A pulsed laser is constructed with Ruby crystal,

a) the energy of the photon emitted is 1.79eV

b) the total energy available per laser pulse is 8.6J.

Explanation:

Step 1:

Given a pulsed laser is constructed with a Ruby crystal.

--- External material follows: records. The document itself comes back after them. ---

PR #697, opened 2023-11-13
Fix audio artifact component

contramundum53:

The layout of audio artifact component was broken so I fixed it.

image


c-bata (approved):
Thank you for your pull request. I've noticed that there is a similar issue when uploading `.zip` files, but it should be handled in the following PR. LGTM!

Screenshot 2023-11-13 19 45 34

PR #703, opened 2023-11-18
Ensure trial notes are transferred when renamed

### LINKED ISSUE #660: Renaming studies doesn't preserve their trials' markdown notes
### Description

When renaming a study from the landing page of the dashboard by clicking on the rename button as follows:
image

the new study gets created and the trials are copied over, however, without each trials' notes, the notes get lost in the process.

### How to Reproduce

Add a note to any study's trial, then rename that study from the dashboard's landing page to observe that note to disappear subsequently.

Happy to provide more reproducibility info, in case it's an issue only on my side.

### Python version

3.9.16

### Optuna version

3.3.0

0.12.0

### Web browser

Firefox

adjeiv:

## Reference Issues/PRs
Fixes #660 

This PR defines a few more functions in _note, to delete and transfer notes for a study/trial. Tests are also added, and I've tested this manually locally.

https://github.com/optuna/optuna-dashboard/assets/52001888/e0a25d2e-1d72-4117-ab44-debf5c47251b


optuna_dashboard/_note.py
```diff
@@ -110,6 +110,23 @@ def note_str_key_prefix(trial_id: Optional[int]) -> str:
...
+        note = get_note_from_system_attrs(system_attrs, src_trial_id)["body"]
+        save_note_with_version(storage, dst_study._study_id, dst_trial_id, 0, note)
+        delete_notes(storage, src_study._study_id, src_trial_id)
+
+    # Transfer individual trial notes
+    for src_trial, dst_trial in zip(src_study.get_trials(), dst_study.get_trials()):
+        transfer(src_trial._trial_id, dst_trial._trial_id)
+
+    # Transfer study note
+    NO_SRC_TRIAL, NO_DST_TRIAL = None, None
```
c-bata, line 126: Could you simply transfer all `system_attrs` values like below?

```
system_attrs = storage.get_study_system_attrs(study_id=src_study._study_id)
for key, value in system_attrs.items():
    storage.set_study_system_attrs(study_id=dst_study._study_id)
```

c-bata (changes requested):
Thank you for your pull request. I left a comment.

adjeiv:
Thank you for the swift review. 
This was my initial approach; however, the keys used for the notes embed the trial id within them. So when we create the new study, the we also get entirely new trial IDs, and so we wouldn't be able to find their notes.

Let me know if there's another method to work around this!

optuna_dashboard/_note.py
```diff
@@ -110,6 +110,23 @@ def note_str_key_prefix(trial_id: Optional[int]) -> str:
...
+    transfer(NO_SRC_TRIAL, NO_DST_TRIAL)
```
c-bata, line 127: I would say we don't need to delete original notes. How about making it `copy` instead of `transfer` since we can reduce the number of storage API calls?

```suggestion
def copy_notes(storage: BaseStorage, src_study: optuna.Study, dst_study: optuna.Study) -> None:
    system_attrs = storage.get_study_system_attrs(study_id=src_study._study_id)

    # Copy individual trial notes
    for src_trial, dst_trial in zip(src_study.get_trials(), dst_study.get_trials()):
        note = get_note_from_system_attrs(system_attrs, src_trial._trial_id)["body"]
        save_note_with_version(storage, dst_study._study_id, dst_trial._trial_id, 0, note)

    # Copy study note
    note = get_note_from_system_attrs(system_attrs, None)["body"]
    save_note_with_version(storage, dst_study._study_id, None, 0, note)
```

optuna_dashboard/_app.py
```diff
@@ -176,6 +177,7 @@ def delete_study(study_id: int) -> dict[str, Any]:
             delete_all_artifacts(artifact_store, storage, study_id)
 
         try:
+            note.delete_study_notes(storage, study_id)
```
c-bata, line 180: `study_system_attrs` will be removed in `storage.delete_study()` so that you don't need to delete notes here.

```suggestion
```

c-bata (commented):
Understood, you're right. Maybe the notes should have used the trial.number instead of the trial_id as the key, but maintaining backward compatibility with that change would be difficult. So I think it would be best to merge this PR first.

I left some review comments.

optuna_dashboard/_app.py
```diff
@@ -165,6 +165,7 @@ def rename_study(study_id: int) -> dict[str, Any]:
             response.status = 500
             return {"reason": "Failed to load the new study"}
 
+        note.copy_notes(storage, src_study, dst_study)
```
c-bata, line 168: Could you move this line to under the L155 to make it show error messages to users?

c-bata (commented):
Thanks for the update! Looks great to me. I left one minor comment though.

c-bata (approved):
Thanks for the update! LGTM.

PR #717, opened 2023-11-29
_cli.py: apply expandvars() to `storage` argument

nodakai:

so that I can pass a database password as an environment variable, like:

The number of $Cr^{3+}$ ions is given as $3 \times 10^{19}$. The emitted light has a wavelength $6943 \AA$.

To find the energy of emitted photon we use,

        $E=h\nu \ where \ 'h' \ is \ Planck's \ constant \ and \ \nu \ frequency \ of \ emitted \ light \\ \nu \lambda=c \ where\ 'c'\ is\ speed\ of\ light\\\nu = \frac{c}{\lambda}\\ E= \frac{hc}{\lambda}$

Step 2:

Substituting the value of wavelength we get,

$E= \frac{6.63 \times 10^{-34} \times 3 \times 10^8}{6943 \times 10^{-10}} \ J$

To get the value of energy in eV we divide the above expression by 'e' the electronic charge.

$E(eV)= \frac{6.63 \times 10^{-34} \times 3 \times 10^8}{6943 \times 10^{-10} \times 1.6 \times 10^{-19}} \\E= 1.79 eV$

Step 3:

Energy per pulse is given by, the energy of one photon multiplied by the number of atoms in the excited state.

Energy per pulse = $1.79 \times 3 \times 10^{19} \ eV$

Energy per pulse (in Joules) = $1.79 \times 3 \times 10^{19} \times 1.6 \times 10^{-19} = 8.6 \ J$

Therefore,

a) the energy of the photon emitted is 1.79eV

b) the total energy available per laser pulse is 8.6J.